Perché non ero abituata a stare insieme agli altri, dalla mattina alla sera. La musica mi aveva abituata a stare molto tempo sola e il dover condividere tutto, ma proprio tutto, con gli altri, non fu facile da comprendere e accettare. Ma ho avuto la fortuna di trovare persone eccezionali che mi hanno abbracciata e accolta.
Sei una donna ambiziosa?
Sì, molto. Ma penso si tratti di una ambizione umana…
Cosa vuoi dire? Spiegati meglio.
Non amo scalciare, perché sono una donna troppo orgogliosa per chiedere.
Di quei tre anni, conservi un ricordo particolare?
Le amicizie con i miei compagni di corso, e Strehler…
“Non ho iniziato a fare l’attrice per il successo – così hai detto una volta – ma tutti vogliamo essere amati”. Hai bisogno del riconoscimento altrui per sentirti viva e apprezzata?
Tutti abbiamo bisogno del riconoscimento altrui. È assolutamente giusto e umano.
La tua carriera ha avuto un’ascesa lenta ma costante. Se non fosse arrivato il cosiddetto successo, cosa avresti fatto? Te lo sei mai chiesto?
Sicuramente, non avrei fatto nulla di noioso. Ricordo che a 15 anni, quando mi chiesero cosa volessi fare risposi: non so cosa vorrò fare da grande ma, sicuramente, so che non voglio fare qualcosa di noioso e ripetitivo.
Cosa hanno rappresentato, per te, Giorgio Strehler e Carmelo Bene?
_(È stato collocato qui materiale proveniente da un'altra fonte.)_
PR #20, opened 2018-07-19
Add components for the Rivet grid system

jwbennet:


src/components/Grid/Grid.tsx
```diff
@@ -0,0 +1,12 @@
...
+import { rivetize } from '../Rivet';
+
+const Grid : React.SFC<React.HTMLAttributes<HTMLDivElement>> = ({ children, className, ...attrs }) => (
+    <div className={classNames('rvt-grid', className)} {...attrs}>
+        {children}
+    </div>
+);
+Grid.displayName = 'Grid';
+
+export default rivetize(Grid);
```
burnumd: If you, like me, wondered why `<div class="rvt-grid">` wasn't just added to `Container` and why `Grid` needs its own component, it's (presumably) because you can nest `Grid` components.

Sono state due figure centrali nella mia vita. Strehler era un uomo irruento. Quando lo vedevi ti faceva battere il cuore. Era, per chi come me che stava cominciando la carriera teatrale, una leggenda in carne e ossa. Carmelo Bene, che ho conosciuto dieci anni dopo, è arrivato nel momento giusto della mia vita professionale.
Come hai conosciuto Bene?
Una mia amica mi disse che Carmelo stava facendo dei provini e così mi presentai. Ma io, in realtà, della sua attività artistica, conoscevo poco. A differenza di quelli della mia generazione, non lo seguivo in maniera ossessiva.
Cosa non sopportavi di Strehler?
Era un regista demiurgo e, come tutti i demiurghi del Novecento, Strehler aveva l’abitudine, pessima, di trattare male gli attori.
Perché, invece, hai litigato con Carmelo? Cosa gli ha fatto?
Tutti hanno discusso con Bene! Litigai perché lui voleva provocare una crisi; mi chiedeva, durante le prove di uno spettacolo, cose impossibili. Dopo una discussione molto “accesa” me ne andai. Lui, ovviamente, andò su tutte le furie perché gli tolsi il ruolo di decisore. Non ci lasciammo, però, definitivamente, perché di lì a poco dovevo tornare in scena, al teatro Argentina, nel ruolo di Fatina, nella ripresa del suo Pinocchio.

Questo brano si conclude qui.